A repository for the first extractor we develop as a team together. Based on prior Siegfried extractor.

Notifications You must be signed in to change notification settings

AI-Collaboratory/extractors-fall2018

Repository files navigation

Siegfried Format Identification Extractor

This repository contains a Brown Dog extractor that uses the Siegfried format identification tool to identify file formats, based on matches against the PRONOM format registry. You can clone this repository to your local system and build it right away to add it to a running Clowder or Brown Dog environment. You can also use the Docker "pull" command to download a pre-built version of this extractor from DockerHub:

$ docker pull clowder/extractors-siegfried

Brown Dog Runtime Environment

The Brown Dog environment includes several services that work together to deliver the Brown Dog API. These include the Clowder web application, which hosts the API, a RabbitMQ message broker and extractor tools running on separate hosts.
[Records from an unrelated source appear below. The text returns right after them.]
PR #2056, opened 2023-09-18
cmd: Introduce runtime and k8s columns

mqasimsarfraz:
#1702 added support for k8s metadata in JSON/YAML but the support for columns was still missing. This PR allows the same information to be available as columns as well. 

Related: #737
Fixes: #2066 

## Idea

- Before this change both `ig` and `kubectl-gadget` would filter `k8s` and `runtime` columns respectively rather then hiding. So we will switch to marking them hidden as needed by each client.
- The hidden columns can be displayed using `-o columns` as needed by the user.
- `list-containers` needs an extra work but `k8s` metadata can also be displayed using `-o custom-columns`

## Tesing done

```
$ make minikube-start-containerd
$ make ig
$ docker cp ig minikube-containerd:/bin/ig
$ docker exec -it minikube-containerd bash
$ ig list-containers # same as before
RUNTIME.RUNTIMENAME RUNTIME.CONTAINERID                                              RUNTIME.CONTAINERNAME   RUNTIME.CONTAINERIMAGENAME                                 
containerd          0a9cbc23a8409cf015e389fa71f2422f28dbea1129e66a40e38685fb67424ef6 coredns                 k8s.gcr.io/coredns/coredns:v1.8.6                          
containerd          5e48d5e717d89f2237eb0b364d9c8b6265f949e5600f642d55420e1a4922e2e2 etcd                    k8s.gcr.io/etcd:3.5.3-0 
$ ig list-containers -o custom-columns=runtime.containerid,runtime.containername,k8s.pod,k8s.namespace
RUNTIME.CONTAINERID                                              RUNTIME.CONTAINERNAME   K8S.POD                                     K8S.NAMESPACE
0a9cbc23a8409cf015e389fa71f2422f28dbea1129e66a40e38685fb67424ef6 coredns                 coredns-6d4b75cb6d-94hkg                    kube-system  
5e48d5e717d89f2237eb0b364d9c8b6265f949e5600f642d55420e1a4922e2e2 etcd                    etcd-minikube-containerd                    kube-system

$ ig trace open -o columns=runtime.containername,k8s.pod,k8s.namespace,pid,comm
RUNTIME.CONTAINERNAME                                                K8S.POD                                                             K8S.NAMESPACE                                                       PID        COMM            
gadget                                                               gadget-p4kvb                                                        gadget                                                              448891     runc:[2:INIT]   
gadget                                                               gadget-p4kvb                                                        gadget                                                              448891     runc:[2:INIT]   
```

### DIFF
--- a/cmd/common/registry.go
+++ b/cmd/common/registry.go
@@ -28,7 +28,6 @@ import (
 
 	"github.com/inspektor-gadget/inspektor-gadget/cmd/common/frontends"
 	"github.com/inspektor-gadget/inspektor-gadget/cmd/common/frontends/console"
-	cols "github.com/inspektor-gadget/inspektor-gadget/pkg/columns"
 	gadgetcontext "github.com/inspektor-gadget/inspektor-gadget/pkg/gadget-context"
 	gadgetregistry "github.com/inspektor-gadget/inspektor-gadget/pkg/gadget-registry"
 	"github.com/inspektor-gadget/inspektor-gadget/pkg/gadgets"
@@ -47,7 +46,7 @@ const (
 )
 
 // AddCommandsFromRegistry adds all gadgets known by the registry as cobra commands as a subcommand to their categories
-func AddCommandsFromRegistry(rootCmd *cobra.Command, runtime runtime.Runtime, columnFilters []cols.ColumnFilter) {
+func AddCommandsFromRegistry(rootCmd *cobra.Command, runtime runtime.Runtime, hiddenColumnTags []string) {
 	runtimeGlobalParams := runtime.GlobalParamDescs().ToParams()
 
 	// Build lookup
@@ -95,16 +94,16 @@ func AddCommandsFromRegistry(rootCmd *cobra.Command, runtime runtime.Runtime, co
 		}
 		categoryCmd.AddCommand(buildCommandFromGadget(
 			gadgetDesc,
-			columnFilters,
 			runtime,
 			runtimeGlobalParams,
 			operatorsGlobalParamsCollection,
 			gadgetInfo.OperatorParamsCollection.ToParams(),
+			hiddenColumnTags,
 		))
 	}
 }
 
-func buildColumnsOutputFormat(gadgetParams *params.Params, parser parser.Parser) gadgets.OutputFormats {
+func buildColumnsOutputFormat(gadgetParams *params.Params, parser parser.Parser, hiddenColumnTags []string) gadgets.OutputFormats {
 	paramTags := make(map[string]string)
 	if gadgetParams != nil {
 		for _, param := range *gadgetParams {
@@ -144,7 +143,7 @@ func buildColumnsOutputFormat(gadgetParams *params.Params, parser parser.Parser)
 		}
 		fmt.Fprintf(&out, "\n")
 	}
-	fmt.Fprintf(&out, "    Default columns: %s\n", strings.Join(parser.GetDefaultColumns(), ","))
+	fmt.Fprintf(&out, "    Default columns: %s\n", strings.Join(parser.GetDefaultColumns(hiddenColumnTags...), ","))
 
 	of.Description += out.String()
 
@@ -173,11 +172,11 @@ func buildOutputFormatsHelp(outputFormats gadgets.OutputFormats) []string {
 
 func buildCommandFromGadget(
 	gadgetDesc gadgets.GadgetDesc,
-	columnFilters []cols.ColumnFilter,
 	runtime runtime.Runtime,
 	runtimeGlobalParams *params.Params,
 	operatorsGlobalParamsCollection params.Collection,
 	operatorsParamsCollection params.Collection,
+	hiddenColumnTags []string,
 ) *cobra.Command {
 	var outputMode string
 	var filters []string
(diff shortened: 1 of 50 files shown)


pkg/container-collection/containers.go
```diff
@@ -211,6 +211,11 @@ func GetColumns() *columns.Columns[Container] {
 	col, _ = cols.GetColumn("runtime.containerImageName")
 	col.Visible = true
 
+	// hide the k8s column
+	for _, c := range cols.GetColumnMap(columns.WithTag("kubernetes")) {
+		c.Visible = false
+	}
+
```
mauriciovasquezbernal, line 218: Use similar logic to set to visible runtime columns above?

mauriciovasquezbernal (commented):
It looks great. I don't know if having the `K8s.` prefix in kubectl-gadget has been discussed, IMO that's good:

```bash
$ ./kubectl-gadget trace open
K8S.NODE                  K8S.NAMESPACE             K8S.POD                  K8S.CONTAINER            PID        COMM         FD ERR P
```

I didn't find anything to be fixed in the code, only some times that are missing:
- It's missing to update all gadgets guides (sorry, I now it's to annoying to do it, perhaps a good regexp to replace can help)
- Prometheus documentation should be updated as well 
https://github.com/inspektor-gadget/inspektor-gadget/blob/146bc5afd7669f68f665d977efac60940f33a4f9/docs/gadgets/prometheus.md#L95-L98
(other places in same file)

btw, this will also fix https://github.com/inspektor-gadget/inspektor-gadget/issues/2066.

cmd/common/registry.go
```diff
@@ -47,7 +47,7 @@ const (
 )
 
 // AddCommandsFromRegistry adds all gadgets known by the registry as cobra commands as a subcommand to their categories
-func AddCommandsFromRegistry(rootCmd *cobra.Command, runtime runtime.Runtime, columnFilters []cols.ColumnFilter) {
+func AddCommandsFromRegistry(rootCmd *cobra.Command, runtime runtime.Runtime, columnFilters []cols.ColumnFilter, hiddenColumnTags []string) {
```
blanquicet, line 50: The `columnFilters` here and in `buildCommandFromGadget` is not needed anymore.

cmd/common/registry.go
```diff
@@ -420,6 +422,10 @@ func buildCommandFromGadget(
 						}
 					}
 				}
+				// hide columns by tag (e.g. kubernetes, runtime) if requested by the caller
+				if len(hiddenColumnTags) > 0 {
+					hiddenTags = append(hiddenTags, hiddenColumnTags...)
+				}
 				requestedColumns = parser.GetDefaultColumns(hiddenTags...)
```
blanquicet, line 429: We should pass these `hiddenTags` also [here](https://github.com/inspektor-gadget/inspektor-gadget/blob/0d5ed51e1f9e0d67d37b1d3e6469ebd328838e44/cmd/common/registry.go#L148). Otherwise, we are showing the incorrect default columns in the `help` command:

```bash
$ sudo ./ig trace open -h
Trace open system calls
...
  -o, --output string          Output format (columns, json, jsonpretty, yaml).

                               Columns (columns)
                                   Available columns:
                                     comm
                                     err
                                     fd
                                     flags
                                     fullPath (requires --full-path)
                                     gid
                                     k8s.container
                                     k8s.hostnetwork
                                     k8s.namespace
                                     k8s.node
                                     k8s.pod
                                     mntns
                                     mode
                                     path
                                     pid
                                     ret
                                     runtime.containerId
                                     runtime.containerImageName
                                     runtime.containerName
                                     runtime.runtimeName
                                     timestamp
                                     uid
                                   Default columns: runtime.containerName,k8s.node,k8s.namespace,k8s.pod,k8s.container,pid,comm,fd,err,path,fullPath
```

blanquicet (approved):
I like the approach of hiding the columns instead of filtering them. It should also make the implementation of the `--k8s` and `--runtime` flags easier. BTW, given that you will add that in a second PR, this one is not fully fixing https://github.com/inspektor-gadget/inspektor-gadget/issues/737.

LGTM after managing the comments.

mauriciovasquezbernal:
> It should also make the implementation of the `--k8s` and `--runtime` flags

I'm wondering about what's the idea there. Provide independent flags to enable the runtime and k8s columns? IMO we should avoid adding so many flags, what about having something like `-o columns=runtime`? (we can try to find a different syntax for making it obvious it's for the full "kind" of columns.)

mqasimsarfraz:
> It's missing to update all gadgets guides (sorry, I now it's to annoying to do it, perhaps a good regexp to replace can help)

Done. Agreed, it wasn't fun to do but I realized we were missing `RUNTIME` columns for `ig` in docs as well so thanks for catching it!

blanquicet:
> > It should also make the implementation of the `--k8s` and `--runtime` flags
> 
> I'm wondering about what's the idea there. Provide independent flags to enable the runtime and k8s columns? IMO we should avoid adding so many flags, what about having something like `-o columns=runtime`? (we can try to find a different syntax for making it obvious it's for the full "kind" of columns.)

My initial idea was to add `--k8s` only to `ig` and `--runtime` only to `kubectl-gadget`, but it was just my proposal, we can ask for opinions in the slack channel 🙂.

cmd/ig/containers/containers.go
```diff
@@ -86,6 +86,10 @@ func NewListContainersCmd() *cobra.Command {
 			col.Visible = true
 			col, _ = cols.GetColumn("runtime.containerImageName")
 			col.Visible = true
+			// hide the k8s column
+			for _, c := range cols.GetColumnMap(columns.WithTag("kubernetes")) {
+				c.Visible = false
+			}
```
blanquicet, line 92: Please synch this with what you did in `pkg/container-collection/containers.go`. Maybe you could even unify it in a function to avoid having to update it in both places each time.

mqasimsarfraz: Done

mqasimsarfraz:
Thanks for the reviews!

Brown Dog extractors are message-based network services that process data files in response to RabbitMQ messages. The client-facing Brown Dog API receives data from a client and passes messages to the extractor message topic. Any extractors that are subscribed to the topic will receive the message and decide for themselves if they can process the data, usually by looking at the MIME type. When an extractor starts or finishes working on a file it posts status and results back onto a message queue. All communication between the Brown Dog servers and the extractor tools is handled by messaging.

Step-by-Step Instructions

Following these instructions you should be able to install and run the Siegfried extractor, run tests using the sample files, and even develop your own extractor program based on this one.

Setup the Project

There are some basic software dependencies to install, after which Docker will handle the rest. Docker Compose is run from within a python virtual environment for your project. Docker Compose will start and connect several Docker containers together to create an extractor runtime environment. It will also deploy the project code into a Docker container that is connected to this runtime environment.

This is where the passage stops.